- What is needed -
Return the data that follows exactly. Include every line.

*** Opening of Source records ***

PR #129, opened 2021-12-18
Add clang tidy

PointKernel:
TBD


CMakeLists.txt
```diff
@@ -29,6 +29,9 @@ include(rapids-find)
 # * Enable the CMake CUDA language
 rapids_cuda_init_architectures(CUCO)
 
+# this is needed for clang-tidy runs
+set(CMAKE_EXPORT_COMPILE_COMMANDS ON)
```
sleeepyjack, line 33: This also enables us to use other development tools that use the `clangd` language server. Awesome!

benchmarks/synchronization.hpp
```diff
@@ -81,7 +81,9 @@ class cuda_event_timer {
    *                            every iteration.
    * @param[in] stream_ The CUDA stream we are measuring time on.
    */
-  cuda_event_timer(benchmark::State &state, bool flush_l2_cache = false, cudaStream_t stream = 0)
+  cuda_event_timer(benchmark::State& state,
+                   bool flush_l2_cache = false,
+                   cudaStream_t stream = nullptr)
```
sleeepyjack, line 86: The default stream is commonly represented by `(int)0` but I guess `nullptr` is fine, too.

sleeepyjack (approved):
This PR satisfies my inner Monk. Very good!

tests/static_multimap/static_multimap_test.cu
```diff
@@ -83,7 +83,7 @@ __inline__ void test_custom_key_value_type(Map& map,
                                            KeyIt key_begin,
                                            size_t num_pairs)
 {
-  constexpr cudaStream_t stream = 0;
+  constexpr cudaStream_t stream{nullptr};
```
karthikeyann, line 86: I am curious about if we can use `nullptr` instead of `0`.
https://docs.nvidia.com/cuda/cuda-c-programming-guide/index.html#default-stream
> Kernel launches and host <-> device memory copies that do not specify any stream parameter, or equivalently that set the stream parameter to zero, are issued to the default stream. They are therefore executed in order.

benchmarks/synchronization.hpp
PointKernel: `cudaStream_t` is an alias of a pointer. `clang-tidy` will complain if we initialize it with 0.

tests/static_multimap/static_multimap_test.cu
PointKernel: Right, `0` is the common way to initialize CUDA stream while according to the CUDA user guide, `cudaStream_t` is a type alias of `CUstream_st *` (see [here](https://docs.nvidia.com/cuda/cuda-runtime-api/group__CUDART__TYPES.html#group__CUDART__TYPES_1ge15d9c8b7a240312b533d6122558085a)) and `clang-tidy` will complain if it's initialized with `0`. @karthikeyann @sleeepyjack For your reference, `rmm` is doing the same in https://github.com/rapidsai/rmm/pull/857.

sleeepyjack:
What's the state of this PR? This could be used to automatically catch bugs such as #510.

PointKernel:
> What's the state of this PR? This could be used to automatically catch bugs such as #510.

I vaguely recall that some upstream libraries couldn't be built with clang. Let me prioritize this work.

*** Close of Source records ***

- Output of the task -
PR #129, opened 2021-12-18
Add clang tidy

PointKernel:
TBD


CMakeLists.txt
```diff
@@ -29,6 +29,9 @@ include(rapids-find)
 # * Enable the CMake CUDA language
 rapids_cuda_init_architectures(CUCO)
 
+# this is needed for clang-tidy runs
+set(CMAKE_EXPORT_COMPILE_COMMANDS ON)
```
sleeepyjack, line 33: This also enables us to use other development tools that use the `clangd` language server. Awesome!

benchmarks/synchronization.hpp
```diff
@@ -81,7 +81,9 @@ class cuda_event_timer {
    *                            every iteration.
    * @param[in] stream_ The CUDA stream we are measuring time on.
    */
-  cuda_event_timer(benchmark::State &state, bool flush_l2_cache = false, cudaStream_t stream = 0)
+  cuda_event_timer(benchmark::State& state,
+                   bool flush_l2_cache = false,
+                   cudaStream_t stream = nullptr)
```
sleeepyjack, line 86: The default stream is commonly represented by `(int)0` but I guess `nullptr` is fine, too.

sleeepyjack (approved):
This PR satisfies my inner Monk. Very good!

tests/static_multimap/static_multimap_test.cu
```diff
@@ -83,7 +83,7 @@ __inline__ void test_custom_key_value_type(Map& map,
                                            KeyIt key_begin,
                                            size_t num_pairs)
 {
-  constexpr cudaStream_t stream = 0;
+  constexpr cudaStream_t stream{nullptr};
```
karthikeyann, line 86: I am curious about if we can use `nullptr` instead of `0`.
https://docs.nvidia.com/cuda/cuda-c-programming-guide/index.html#default-stream
> Kernel launches and host <-> device memory copies that do not specify any stream parameter, or equivalently that set the stream parameter to zero, are issued to the default stream. They are therefore executed in order.

benchmarks/synchronization.hpp
PointKernel: `cudaStream_t` is an alias of a pointer. `clang-tidy` will complain if we initialize it with 0.

tests/static_multimap/static_multimap_test.cu
PointKernel: Right, `0` is the common way to initialize CUDA stream while according to the CUDA user guide, `cudaStream_t` is a type alias of `CUstream_st *` (see [here](https://docs.nvidia.com/cuda/cuda-runtime-api/group__CUDART__TYPES.html#group__CUDART__TYPES_1ge15d9c8b7a240312b533d6122558085a)) and `clang-tidy` will complain if it's initialized with `0`. @karthikeyann @sleeepyjack For your reference, `rmm` is doing the same in https://github.com/rapidsai/rmm/pull/857.

sleeepyjack:
What's the state of this PR? This could be used to automatically catch bugs such as #510.

PointKernel:
> What's the state of this PR? This could be used to automatically catch bugs such as #510.

I vaguely recall that some upstream libraries couldn't be built with clang. Let me prioritize this work.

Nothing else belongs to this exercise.